Lovely idea – but I don’t know how to knit or crochet…
Believe me, I am not a crafty person. I’ve no particular skill when it comes to drawing and painting, or any of the other hands on activities we were introduced to at school.
I come from a family of knitters, with my Nanna and two aunties clacking away on their needles throughout my childhood, and knitting was also taught in school. But despite loving knitted items I never felt that love for the actual craft – too fiddly, what with two needles, the faff of dropped stitches and the exasperations of tension.
My mother preferred sewing to knitting and laboured over her machine creating outfits for myself and my sister, until we rebelled and insisted on shop bought items as we moved into our teens. I do possess a sewing machine and a fabric stash, due to a few gloriously tactile years spent working at the fabulous Fabworks Mill Shop. However, actually getting round to bringing machine and fabric together rarely happens due to the need to clear space in my cluttered home. Plus, I have to admit, there’s still an element of rebelling against things Mum wanted me to be interested in!
Basically, for most of my life I’d rather be outside (preferably with a horse) or inside reading a book.
However, in the year of my 40th birthday I went on a short holiday to the US to meet a group of online friends who love reading (and writing). It turned out that many of them also loved knitting and crochet and would work away with yarn as we sat around chatting. I was intrigued enough that one of them gave me a crochet hook and a ball of yarn and talked me through the basics.
I came home with a rather lumpy scarf (above) and a newfound appreciation for hands-on hobbies, particularly those where there’s just one hook, a ball of yarn and no worries about dropped stitches. I then came across a book called The Happy Hooker which gives brilliantly clear explanations and patterns, and I was well and truly hooked (pun intended). My yarn stash has been growing steadily ever since, along with my collection of scarves (a much more accomplished example is below) and the baby blankets I’ve made for a few friends.
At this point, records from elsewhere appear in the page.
Issue #1442, opened 2023-05-22
Permit2 contract causes infinite loop fetching proxy information [APE-962]


fubuloubu:
### Environment information

- OS: linux
- Python Version: 3.10.9
- `ape` and plugin versions:

```sh
$ ape --version
0.6.8

$ ape plugins list
Installed Plugins:
  vyper        0.6.3
  alchemy      0.6.1
  etherscan    0.6.3
  template     0.6.0
  solidity     0.6.3
  foundry      0.6.7
  huff         0.1.2
```

### What went wrong?

The Permit2 implementation contract (`0x000000000022D473030F116dDEE9F6B43aC78BA3` on almost all networks) causes an infinite loop inside of our [proxy info routine](https://github.com/ApeWorX/ape/blob/main/src/ape_ethereum/ecosystem.py#L204)

### How can it be fixed?

I'm guessing that the bytecode has a matching sequence to one of the regex comparisons we are doing, so it should be required to do some additional validation on the length of the bytecode to avoid false positives

banteg:
i've identified where the issue comes from:
1. a call to `masterCopy()` reverts
2. then ape tries to `get_virtual_machine_error ` of a not yet initialized contract.
3. which in turn calls `enrich_error`, which [tries to get the abi](https://github.com/ApeWorX/ape/blob/84b276eff63734f32640f52f87f3b778f6c81eb3/src/ape/managers/compilers.py#L243), so it falls into the inifinite loop.

the solution could be to either propagate `skip_trace=True` up to `enrich_error` or better not try getting partially-initialized abis from the error handler.

PR #1500, opened 2023-06-23
fix: use master copy for gnosis safe proxy [APE-1124]

banteg:
### What I did

reverted #1178 because 1.1.0 was more or less the first public release of gnosis contracts

### How I did it

check for `masterCopy()` and additionally check it matches the address stored in slot 0. keep the check that it's initialized to a non-zero address.

### Checklist

### DIFF
--- a/src/ape_ethereum/ecosystem.py
+++ b/src/ape_ethereum/ecosystem.py
@@ -267,19 +267,19 @@ class Ethereum(EcosystemAPI):
 
             return ProxyInfo(type=type, target=target)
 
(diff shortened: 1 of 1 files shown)


fubuloubu (approved):
Needs QA just to make sure that there isn't any issues with fetching contracts. Also might solve an issue I've seen with getting certain contracts that have specific characteristics to it such as Permit2 (I made an issue somewhere)

banteg:
identified the root cause of #1442 as not related to this code change

banteg:
good to merge since the recursion bug is fixed now

Issue #1221, opened 2023-01-16
Need ability to specify compiler settings to use with dependencies


fubuloubu:
### Overview

https://github.com/safe-global/safe-contracts uses a pretty wide pin for their contracts of anything in solc 0.7.x or 0.8.x series. However, the contracts only compile with 0.7.6 specifically. When specifying a dependency like this, it would be nice to be able to add additional config options to force it to compile with those specific options.

### Specification

```yaml
dependencies:
  - name: safe-contracts
    github: safe-global/safe-contracts
    version: 1.3.0
    settings: # or `config` maybe?
      # Configuring `ape-solidity` so this project compiles
      solidity:
        version: 0.7.6
```

These options would override whatever default config that Ape uses when compiling a dependency.

### Dependencies

n/a

PR #1504, opened 2023-06-27
feat: `ape pm` CLI commands [APE-1133]

antazoey:
### What I did

ugh so this is really needed for me to develop other features with. We are having issues with settings + dependencies and needing to work on that but needing this to develop that. 
i mostly needed the compile cmd but added the others as well.

feat: CLI for listing both project and global packages installed
feat: CLI for installing packages, both from config or project or adhoc given dependencies
feat: CLI for compiling dependencies (and forcing recompile)

### How I did it

create 3 click commands for handling all this stuff

### How to verify it

```
ape pm list
ape pm list --all
ape pm install   # Install all packages listed in local project's config
ape pm install --force   # Force reinstall your project's dependencies
ape pm install gh:OpenZeppelin/openzeppelin-contracts --name OpenZeppelin --version "4.6.0" --force
```

### Checklist

- [ ] All changes are completed
- [ ] New test cases have been added
- [ ] Documentation has been updated

PR #1505, opened 2023-06-27
feat: extra settings for dependencies [APE-1134]

antazoey:
### What I did

allows compiler settings config for dependencies

fixes: #1221 

**note**: this goes hand in hand with #1504 so you can easily recompile dependencies with new settings if you need

### How I did it

an optional property on DependencyAPI
use these when configuring compilers during compiling a dependency

### How to verify it

using a PoA testnet? Try this:

```
dependencies:
  - name: OpenZeppelin
    version: 4.6.0
    compiler_settings:
      solidity:
        evm_version: paris
```

### Checklist


src/ape/api/projects.py
```diff
@@ -240,6 +240,11 @@ class DependencyAPI(BaseInterfaceModel):
     A list of glob-patterns for excluding files in dependency projects.
     """
 
+    compiler_settings: Dict = {}
```
fubuloubu, line 243: Was thinking that this could be `config` or `config_override` to show that it could allow config for other plugins, not necessarily just compilers (although they are the most relevant plugins to configure ofc)

fubuloubu (commented):
Looks good, just want to talk this out though

src/ape/api/projects.py
antazoey: ya, it would work with any plugin so probably should use a better name

src/ape/api/projects.py
```diff
@@ -240,6 +240,11 @@ class DependencyAPI(BaseInterfaceModel):
     A list of glob-patterns for excluding files in dependency projects.
     """
 
+    config_override: Dict = {}
+    """
+    A mapping of extension to additional compiler settings to use when compiling.
```
antazoey, line 245:
```suggestion
    Extra settings to include in the dependencies configuration.
```

src/ape/api/projects.py
```diff
@@ -240,6 +240,11 @@ class DependencyAPI(BaseInterfaceModel):
     A list of glob-patterns for excluding files in dependency projects.
     """
 
+    config_override: Dict = {}
+    """
+    Extra settings to include in the dependencies configuration.
```
antazoey, line 245:
```suggestion
    Extra settings to include in the dependency's configuration.
```

fubuloubu (approved):

Issue #760, opened 2022-05-29
Add docs and tests for proxy support feature


fubuloubu:
Enumerating all the proxies in a doc would be nice! There are so many. Even if it happens in the doc str of the method, that is fine. Else, we may need `contracts.md` userguide (in `docs/userguides`). If you go that route, you don't have to thoroughly create it, just initialize it, add the enumeration, and we will fill it in later with non-relevant details to this PR.

_Originally posted by @unparalleled-js in https://github.com/ApeWorX/ape/pull/750#discussion_r881616936_

antazoey:
ok thoughts on not adding tests for every single proxy and just adding them as needed? I tested the first 3 but am exhausted already, even though it helped me find all sorts of other bugs

fubuloubu:
We got a good start more tests = better, but don't have to do them all right away

Let's leave this issue open until it's complete though

antazoey:
I updated the title and description to reflect that it is only to finish testing the proxies now.

itsnevu:
Hey, I'd like to help finish off the proxy test coverage here. I'll pick a few of the remaining untested proxies from the list and add tests for those, then follow up with more if that's welcome.

fubuloubu:
> Hey, I'd like to help finish off the proxy test coverage here. I'll pick a few of the remaining untested proxies from the list and add tests for those, then follow up with more if that's welcome.

Sure, that would be welcome!

itsnevu:
Thanks @fubuloubu. Picking this up with a concrete scope.

Worth flagging for anyone reading this later: #2467 was closed unmerged by the stale bot, so none of those nine proxy tests are in main. @antazoey had already trimmed it to the passing subset and approved it, so that work is salvageable rather than lost.

Current state in main, from tests/functional/geth/test_proxy.py and tests/functional/test_proxy.py:

Tested: Standard, Beacon, UUPS, GnosisSafe, OpenZeppelin, Delegate, Minimal, plus AragonAppUpgradeable which isn't on the list in the description.

Untested: ZeroAge, Clones, Vyper, VyperBeta, CWIA, OldCWIA, SoladyPush0, SoladyCWIA, SudoswapCWIA, SplitsCWIA, Sequence.

[...]

PR #1507, opened 2023-06-28
test: test and document proxy system [APE-197]

antazoey:
### What I did

partially: #760

### Checklist


src/ape_test/provider.py
```diff
@@ -254,3 +254,10 @@ def get_virtual_machine_error(self, exception: Exception, **kwargs) -> VirtualMa
 
         else:
             return VirtualMachineError(base_err=exception, **kwargs)
+
+    @raises_not_implemented
```
fubuloubu, line 258: Won't this still raise? I don't get the comment in the body

antazoey: it is implemented in the base class.
However, we have another handler somewhere that handles the equivalent error from `web3` and raises `APINotImplemented` at that point, as if it had this decorator.
So by adding this decorator, it is small perf by bypassing any call to web3 and just raising immediately, because we know it is not going to work for EthTester, unfortunately.

On the note, I have looked into what it would take a little bit to implement this kind of stuff in EthTester.. I think it needs some extra handling for irregular chain activity like this. At least that is what it seems like Hardhat does.

antazoey: If we were using hardhat or something, I could call `set_code()` instead of deploying a contract for some of these proxies

antazoey: `Web3Provider` implements `get_storage_at()` but it fails in `EthTester`, which maybe is surprising idk

banteg:
when ape supports rpc batching, it would make sense to clamp all code, storage, and call checks into one rpc call

src/ape_test/provider.py
antazoey: good news: https://github.com/ethereum/eth-tester/pull/264
so im going to delete this change so it just works when it comes, and it has no effect now anyways besides short-circuit

fubuloubu (approved):

PR #1512, opened 2023-06-29
fix: manifest would be corrupt when using raw contract types and JSON compiler [APE-1144]

antazoey:
### What I did

I needed to "compile" a build artifact using the `ape-pm` compiler that was previously built with the solidity compiler, like we do in your tests (don't ask why). But it was always corrupting the manifest. I figured out why.

### How I did it

I realized that there is no way the source ID cannot be the name of the file for this to work... else, you will always get a corrupt manifest because the contract types won't match the sources.

### How to verify it

you can compile contract type JSONs

### Checklist


antazoey:
tests dont fail locally for me so im going to wait some others merge and retry this one

fubuloubu (approved):

antazoey:
was previously approved many times and all i did was fix the failing tests

PR #1520, opened 2023-07-04
fix: better default max fee [APE-1160]

banteg:
### What I did

changed the automatic fee to `base_fee * 2 + priority_fee`. this fixes the very tight defaults that have often resulted in txs failing to be submitted when base fee was rising. this also better utilizes eip-1559 since the defaults would be enough even if the base fee is surging for 6 blocks (1.125⁶ ≈ 2)

### Checklist


antazoey (approved):

src/ape/api/providers.py
```diff
@@ -1278,7 +1278,7 @@ def prepare_transaction(self, txn: TransactionAPI) -> TransactionAPI:
                 txn.max_priority_fee = self.priority_fee
 
             if txn.max_fee is None:
-                txn.max_fee = self.base_fee + txn.max_priority_fee
+                txn.max_fee = self.base_fee * 2 + txn.max_priority_fee
```
antazoey, line 1281: some providers are using the eth fee history API now for base fee, and some aren't.
Does it matter here? I just want to make sure you know that.

Like sometimes that API doesnt exist, like in eth tester, so it doesnt use that. But some providers do use it.

PR #1522, opened 2023-07-05
docs: fix version selector [APE-1163]

antazoey:
### What I did

noticed the version selector was not really working and it is just broken in general.
this is because it builds the docs before committing to the gh-pages, so it doesnt know all the versions to build, each version had a different list in its list of versions - got weird...

### How I did it

use the web as the source of truth, so you get em all
one issue tho is locally you wont have access to those versions in your _build unless you have built them before

### How to verify it

```
cd docs
```

```python
from conf import get_versions
get_versions()
```

```sh
cd ..
python build_docs.py
python -m http.server --directory "docs/_build/" --bind 127.0.0.1 1337
```

### Checklist

### DIFF
--- a/docs/conf.py
+++ b/docs/conf.py
@@ -12,8 +12,11 @@
 import os
 import re
 import sys
+from functools import lru_cache
 from pathlib import Path
 from typing import List
+
+import requests
 
 sys.path.insert(0, os.path.abspath(".."))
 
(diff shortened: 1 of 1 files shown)


dtdang (dismissed):

dtdang:
When I'm building the docs locally, the previous versions are not being listed in any order descending or ascending, it seems to be in a random order. I think it might also be missing a few versions.

antazoey:
> When I'm building the docs locally, the previous versions are not being listed in any order descending or ascending, it seems to be in a random order. I think it might also be missing a few versions.

ah good catch, it should be sorted

antazoey:
@dtdang ok it seems good now, it sorts descending so you see the later versions first.
we probably could eventually cap these or something or exclude some versions so the list is smaller

dtdang:
> @dtdang ok it seems good now, it sorts descending so you see the later versions first. we probably could eventually cap these or something or exclude some versions so the list is smaller

Eventually to shorten, maybe we should just show the last version of the previous breaking change release (like for 0.5 and 0.4, etc) since the minor releases for previous versions shouldn't be changing too much in between for the docs.

dtdang (approved):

Bearing my experience in mind, we’re hoping to get together a network of more experienced crocheters and knitters who will run face-to-face demos, either at existing events or through organising #NCTyarns get togethers. That way, those of you who are new starters or not very confident can get instant answers to your queries. Plus, we’re making 10cm squares and they really don’t take very long.
If you’d like to be one of those organisers simply let us know at email@example.com. It shouldn’t involve any major outlay on your part – many squares can be made from just one ball of yarn, and the dk acrylics we’re using usually cost around £2 per ball. Encourage people coming along to buy or borrow crochet hooks or knitting needles. Metal hooks and needles are quite cheap from yarn shops, and you can sometimes find them at charity shops (ask staff, they are often kept by the counter).
We plan to publish the dates and times of any #NCTyarns events and gatherings on this blog.